§ **PROBLEM TO SOLVE**:
Only the lines from the top of the data through the line containing "-253,30 +253,44 @@" should be duplicated, exactly as they appear.

::: SOURCE MATERIAL

PR #126, opened 2024-02-21
[skstore] Allow function call on parent obstack

### LINKED ISSUE #106: Segfault in withRegionFold under certain conditions
Not using line numbers because they might change over time.

Inside Context.sk, inside the function withRegionFold, the "next" call on the iterator segfaults. It only segfaults on one specific code path, the one coming from EagerDir.sk, inside the function "update", the last call to withRegionFold.

I added a temporary fix that consists in rewriting the iterator from:
it = dirty.iterator()

To:
it = dirty.iterator().collect(Array).iterator()

But we should investigate why this segfaults without it.

Under ARM M3 (apple)

In the following version of ubuntu:
Distributor ID:	Ubuntu
Description:	Ubuntu 22.04.3 LTS
Release:	22.04
Codename:	jammy

With the following version of clang:
Ubuntu clang version 15.0.7
Target: aarch64-unknown-linux-gnu
Thread model: posix
InstalledDir: /usr/bin

And the following version of llvm:
Ubuntu LLVM version 15.0.7
  Optimized build.
  Default target: aarch64-unknown-linux-gnu
  Host CPU: (unknown)

skiplabsdaniel:
Add a way to call a function in the parent Obstack of given one, to allow mutable data to cross withRegion.

Fix #106

### DIFF
--- a/compiler/runtime/obstack.c
+++ b/compiler/runtime/obstack.c
@@ -253,30 +253,44 @@ void* SKIP_destroy_Obstack_with_value(sk_saved_obstack_t* saved, void* toCopy) {
   return result;
 }
 
-void SKIP_switch_to_parent(sk_saved_obstack_t* saved) {
+sk_obstack_t* SKIP_switch_to_parent(sk_saved_obstack_t* saved) {
+  // Gather current obstack data
+  sk_obstack_t* first = page;
+  while (first != NULL && first->previous != saved->page) {
+    first = first->previous;
+  }
+  
   sk_obstack_t* saved_page = page;
   char* saved_head = head;
   char* saved_end = end;
 
+  // Switch to parent obstack
   page = saved->page;
   head = saved->head;
   end = saved->end;
 
+  // Store obstack dat for restauration
   saved->head = saved_head;
-  saved->page = saved_page;
+  saved->page = first;
   saved->end = saved_end;
+
+  return saved_page;
 }
 
-void SKIP_restore_from_parent(sk_saved_obstack_t* saved) {
-  sk_obstack_t* saved_page = saved->page;
+void SKIP_restore_from_parent(sk_saved_obstack_t* saved, sk_obstack_t* leading) {
+  // Save the obstack restauration data
+  sk_obstack_t* first_page = saved->page;
   char* saved_head = saved->head;
   char* saved_end = saved->end;
 
+  // Update the sub obstack with new parent obstack positions
+  first_page->previous = page;
   saved->page = page;
   saved->head = head;
   saved->end = end;
 
-  page = saved_page;
+  // Switch to sub obstack
+  page = leading;
   head = saved_head;
   end = saved_end;
 }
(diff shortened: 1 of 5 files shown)


compiler/runtime/obstack.c
```diff
@@ -248,6 +248,34 @@ void* SKIP_destroy_Obstack_with_value(sk_saved_obstack_t* saved, void* toCopy) {
 
   return result;
 }
+
```
gregsexton, line 262: [super nit]: you've got some trailing whitespace here.

skfs/src/Context.sk
```diff
@@ -1691,6 +1702,14 @@ fun withRegionValue<T>(f: () ~> T): T {
   }
 }
 
+@debug
+fun callOnParentObstack<T>(saved: Obstack, f: () -> T): T {
+  switchToParent(saved);
+  res = f();
```
gregsexton, line 1716: I guess we get in to all sorts of trouble here if f creates or destroys an obstack? Probably not an easy way of guarding against this. But maybe a big warning comment couldn't hurt?

skfs/src/Context.sk
```diff
@@ -1718,7 +1737,7 @@ fun withRegionFold<K, T>(
     !optSaved = Some(newObstack());
     loop {
       saved = optSaved.fromSome();
-      it.next() match {
+      callOnParentObstack(saved, it.next) match {
```
gregsexton, line 1748: If I remember the data structure correctly, an obstack is a linked list of pages, so this shouldn't be an issue if it.next allocates causing a new page to be created? It won't corrupt the child obstack? Pretty sure this is true in native where we just malloc pages, but wasm has a simpler allocation scheme I think that's based on bumping, could that cause a problem?

gregsexton (commented):
Ah ha! I certainly never considered the iterator! Nicely done.

skfs/src/Context.sk
gregsexton: I'm trying to remember the wasm implementation. I don't think this is an issue. It only ever increases the bump right?

skiplabsdaniel: Yes, It increases the bump or takes a previously freed page in the free table so It don't affect the child obstack.

jberdine:
Stepping back from this particular code change, is there a concise and general characterization of what was wrong with the old withRegionFold implementation? I understand how it leads to creating "old to young" pointers, and that the runtime system is not prepared to handle them. But is this potentially dangerous code pattern specific to withRegion, or is it something that we need to be on the watch for all over the code base? Maybe it is just "if you ever call newObstack, be extremely careful"?

gregsexton:
My mental model is: don't pass anything mutable (and therefore could allocate and update internal references) across a new obstack barrier. You're in for a world of pain.

jberdine:
Ok that makes sense. This makes me think that we should try hard to get rid of all the calls to newObstack other than in the implementation of withRegion*, and if we can't in some cases, create whatever variant of withRegion is needed. (I don't know of other ways in the language than accepting an immutable callback to enforce not passing mutable things across newObstack.)

gregsexton:
I didn't realise this was still open. You should ship! But there is a CI failure, is this related to the diff?

mbouaziz:
Waiting on @pikatchu to test on his machine

gregsexton:
Let's ship this?

PR #129, opened 2024-02-22
[stdlib] Fix `Time.time()`/`Time.time_ms()`.

beauby:
These runtime functions not being marked `@debug` meant they were eligible to CSE, causing the following code to always return zero:
```
t0 = Time.time_ms();
f();
t1 = Time.time_ms();

t1 - t0
```

### DIFF
--- a/prelude/src/stdlib/other/Time.sk
+++ b/prelude/src/stdlib/other/Time.sk
@@ -1,10 +1,12 @@
 module Time;
 
+@debug
 @cpp_extern("SKIP_time")
 native fun time(): Int;
 
 // Current time expressed as the number of milliseconds since
 // 1970-01-01T00:00:00.000Z, the beginning of the Unix epoch.
+@debug
 @cpp_extern("SKIP_time_ms")
 native fun time_ms(): Int;
 


mbouaziz:
IIUC `@debug` means _Please don't eliminate this because I use it for debugging_.
Here, the goal is not debugging. Should there be another annotation, e.g. `@volatile`?

Also I would expect `@debug` function calls to be eliminated in a release build.
`@volatile` can easily be used by any kind of purity analysis.

jberdine:
Yes, this is a misuse of `@debug` that is currently a work-around. Ideally `native` functions would be treated specially, see https://github.com/SkipLabs/skfs/issues/675.

ltique:
It looks like a compiler barrier (i.e. "compiler, you are not allowed to move things around this barrier") is what is ideally needed? If the problem is that LLVM is moving stuff, you can use asm black boxes as a hack that in practise act as a compiler barrier of sorts.

jberdine:
Expanding a bit, the current interpretation of `immutable` types and functions is that they are observationally pure, and so they should satisfy transformations such as CSE. The system uses `immutable` as an indicator that values and computations are safe to not track in the incremental computation graph. Some `native` functions expose an `immutable` type but are in fact not pure. This use of `native` (or, similarly, `debug`) achieves an intermediate point between `mutable` (which must be tracked by the incremental system) and `immutable` (that isn't). This intermediate point is essentially "reads/writes mutable state, but changes to that state should not be considered to require any incremental recomputations". The best way to support that usage in the (type) system is not currently clear. For now, the approach is to use `debug native` functions with `immutable` types.

jberdine (approved):

jberdine:
And the point of making `native` functions ineligible for CSE by default, as if they were tagged `debug`, is that the common case for native functions is that they are in fact impure. It would be safer to treat all of them as impure by default, and have an annotation that could be consciously added to select native functions that we want the compiler to treat as pure and perform e.g. CSE on them.

PR #152, opened 2024-03-14
Simple transaction API for typescript client

bennostein:
I found myself wanting this at times yesterday so thought I'd put something together quickly.

Not married to these particular design choices if people have strong opinions.

Note that I set things up so that either an effectful or a fluent style is possible, i.e. both

```
new SKDBTransaction(skdb)
  .addStatement(...)
  .addStatement(...)
  .params(...)
  .flush()
```

and

```
let txn = new SKDBTransaction(skdb);
for (const stmt of statements)
  txn.addStatement(stmt);
txn.params(...);
txn.flush();
```

should work just fine.

### DIFF
--- a/sql/ts/src/skdb_util.ts
+++ b/sql/ts/src/skdb_util.ts
@@ -111,28 +111,28 @@ export class SKDBTable extends Array<Record<string, any>> {
 /* ***************************************************************************/
 
 export class SKDBTransaction {
-  private query_params: Params;
+  private params: Params;
   private stmts: Array<string>;
   private db_handle: SKDB;
 
   constructor(skdb: SKDB) {
-    this.query_params = {};
+    this.params = {};
     this.stmts = [];
     this.db_handle = skdb;
   }
 
-  addStatement(stmt: string): SKDBTransaction {
+  add(stmt: string): SKDBTransaction {
     this.stmts.push(stmt.trim().replace(/;$/, ""));
     return this;
   }
 
-  params(params: Params): SKDBTransaction {
-    Object.assign(this.query_params, params);
+  addParams(params: Params): SKDBTransaction {
+    Object.assign(this.params, params);
     return this;
   }
 
-  flush(params: Params = {}): Promise<SKDBTable> {
-    this.params(params);
+  commit(additionalParams: Params = {}): Promise<SKDBTable> {
+    this.addParams(additionalParams);
 
     let txn = "BEGIN TRANSACTION;";
     for (const stmt of this.stmts) {
@@ -140,6 +140,6 @@ export class SKDBTransaction {
     }
     txn = txn + "\nCOMMIT;";
 
-    return this.db_handle.exec(txn, this.query_params);
+    return this.db_handle.exec(txn, this.params);
   }
 }
--- a/sql/ts/src/skdb_util.ts
+++ b/sql/ts/src/skdb_util.ts
@@ -1,3 +1,5 @@
+import type { SKDB, Params } from "./skdb_types.js";
+
 /* ***************************************************************************/
 /* The type used to represent callable external functions. */
 /* ***************************************************************************/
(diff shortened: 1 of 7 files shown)


sql/ts/src/skdb_util.ts
```diff
@@ -102,3 +104,42 @@ export class SKDBTable extends Array<Record<string, any>> {
...
+  private stmts: Array<string>;
+  private db_handle: SKDB;
+
+  constructor(skdb: SKDB) {
+    this.query_params = {};
+    this.stmts = [];
+    this.db_handle = skdb;
+  }
+
+  addStatement(stmt: string): SKDBTransaction {
```
gregsexton: Could we call this 'add'? Just because you might want to add queries or statements, and it's shorter to type. :D

sql/ts/src/skdb_util.ts
```diff
@@ -102,3 +104,42 @@ export class SKDBTable extends Array<Record<string, any>> {
...
+    this.stmts.push(stmt.trim().replace(/;$/, ""));
+    return this;
+  }
+
+  params(params: Params): SKDBTransaction {
+    Object.assign(this.query_params, params);
+    return this;
+  }
+
+  flush(params: Params = {}): Promise<SKDBTable> {
```
gregsexton: Let's call this 'commit'? Just to be inline with usual txn keywords.

sql/ts/src/skdb_util.ts
```diff
@@ -102,3 +104,42 @@ export class SKDBTable extends Array<Record<string, any>> {
...
+    this.stmts = [];
+    this.db_handle = skdb;
+  }
+
+  addStatement(stmt: string): SKDBTransaction {
+    this.stmts.push(stmt.trim().replace(/;$/, ""));
+    return this;
+  }
+
+  params(params: Params): SKDBTransaction {
```
gregsexton: It might be a lot of work I guess and I worry about how robust it would be, but it would be really cool if addStatement took the sql and a params object. Then for each query you could specify params independently. The logic here could then do variable renaming to ensure there's no conflict. Maybe there's a global params call too for shared params. Not sure how valuable this is but thought I'd throw out the idea.

sql/ts/src/skdb_util.ts
gregsexton: The params 'set union' behaviour and the argument to flush unioning is a little unexpected imo, but desirable. Maybe we could call the method 'addParams' and the arg here 'additionalParams' or something like that? I read 'params()' as replacement.

I made the opposite mistake to this with `mirror()` and I regret it. I wish mirror were called 'mirrorOnly' or something like that. The mirror verb suggests being additive to me.

gregsexton:
Good idea! Hopefully left some useful feedback on the interface.

sql/ts/src/skdb_util.ts
bennostein: I thought about this (and discussed a bit with Lucas+Josh) but decided against having a `Params` argument to `addStatement` to avoid variable renaming/conflict woes, as this is all happening before any sql parsing.

My intuition is that transactions will often reuse the same param across multiple queries/statements, where a single shared param namespace is desirable.  And I worry about the conceptual complexity of separate per-query params and transaction-wide params with different semantics.

But, one can also imagine wanting to write something like

```
for(const user_id in users)
   txn.addStatement(
     "update users set ... where id=@user_id",
     {user_id}
   )
```

which is not possible in this interface. The parsing and renaming of variables to support that wouldn't be too bad -- just scan for @-variables, taking care to avoid substitutions within string literals.

sql/ts/src/skdb_util.ts
bennostein: Sounds good to me on the shorter-to-type front!  Though I'd quibble that queries are (syntactically) just statements, not some separate thing :)

sql/ts/src/skdb_util.ts
gregsexton: Agree on all fronts.

> taking care to avoid substitutions within string literals.

This - and I'm sure there are other situations - is what I was worried about. Probably end up writing a parser.

sql/ts/src/skdb_util.ts
gregsexton: Yeah, you're right, they are. And you can argue the other way around too that statements are queries that return an empty result set. But in _every_ sql api I've ever used they're split and referred to separately. So this is what people are primed for and why I wrote my comment. 

Incidentally this is why we (after lots of debate) chose 'exec' as the verb for handling both categories. This is really unusual. But much cleaner and simpler IMO.

PR #153, opened 2024-03-14
Implement SQL LENGTH function

bennostein:
This is another thing I found myself wishing for yesterday, pretty straightforward to add.

### DIFF
--- a/sql/src/SqlCAst.sk
+++ b/sql/src/SqlCAst.sk
@@ -451,6 +451,7 @@ class CAnd(CExpr<Int>, CExpr<Int>) extends CExpr<Int>
 class CUp<T: frozen>(CExpr<T>) extends CExpr<T>
 class CCoalesce<T: frozen>(Array<CExpr<T>>) extends CExpr<T>
 class CIIsNull(CExpr<Int>) extends CExpr<Int>
+class CILength(CExpr<String>) extends CExpr<Int>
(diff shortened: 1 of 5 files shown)


sql/test/unit/test_length.sql
```diff
@@ -0,0 +1,5 @@
+create table t (x text, y text, z text);
+
+insert into t values ('', null, 'test');
+
+select x, length(x), y, length(y), z, length(z) from t;
```
gregsexton: could we also test a literal? `length('foo')`

gregsexton (commented):
Awesome, thanks for adding this!

sql/src/SqlCAst.sk
```diff
@@ -451,6 +451,7 @@ class CAnd(CExpr<Int>, CExpr<Int>) extends CExpr<Int>
 class CUp<T: frozen>(CExpr<T>) extends CExpr<T>
 class CCoalesce<T: frozen>(Array<CExpr<T>>) extends CExpr<T>
 class CIIsNull(CExpr<Int>) extends CExpr<Int>
+class CILength(CExpr<String>) extends CExpr<Int>
```
mbouaziz, line 454: Should it be named `CSLength`?

bennostein: Ahh, good catch, I misinterpreted the convention here as that letter denoting the return type rather than the arg type.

::::::

§ **SOLUTION**:
PR #126, opened 2024-02-21
[skstore] Allow function call on parent obstack

### LINKED ISSUE #106: Segfault in withRegionFold under certain conditions
Not using line numbers because they might change over time.

Inside Context.sk, inside the function withRegionFold, the "next" call on the iterator segfaults. It only segfaults on one specific code path, the one coming from EagerDir.sk, inside the function "update", the last call to withRegionFold.

I added a temporary fix that consists in rewriting the iterator from:
it = dirty.iterator()

To:
it = dirty.iterator().collect(Array).iterator()

But we should investigate why this segfaults without it.

Under ARM M3 (apple)

In the following version of ubuntu:
Distributor ID:	Ubuntu
Description:	Ubuntu 22.04.3 LTS
Release:	22.04
Codename:	jammy

With the following version of clang:
Ubuntu clang version 15.0.7
Target: aarch64-unknown-linux-gnu
Thread model: posix
InstalledDir: /usr/bin

And the following version of llvm:
Ubuntu LLVM version 15.0.7
  Optimized build.
  Default target: aarch64-unknown-linux-gnu
  Host CPU: (unknown)

skiplabsdaniel:
Add a way to call a function in the parent Obstack of given one, to allow mutable data to cross withRegion.

Fix #106

### DIFF
--- a/compiler/runtime/obstack.c
+++ b/compiler/runtime/obstack.c
@@ -253,30 +253,44 @@ void* SKIP_destroy_Obstack_with_value(sk_saved_obstack_t* saved, void* toCopy) {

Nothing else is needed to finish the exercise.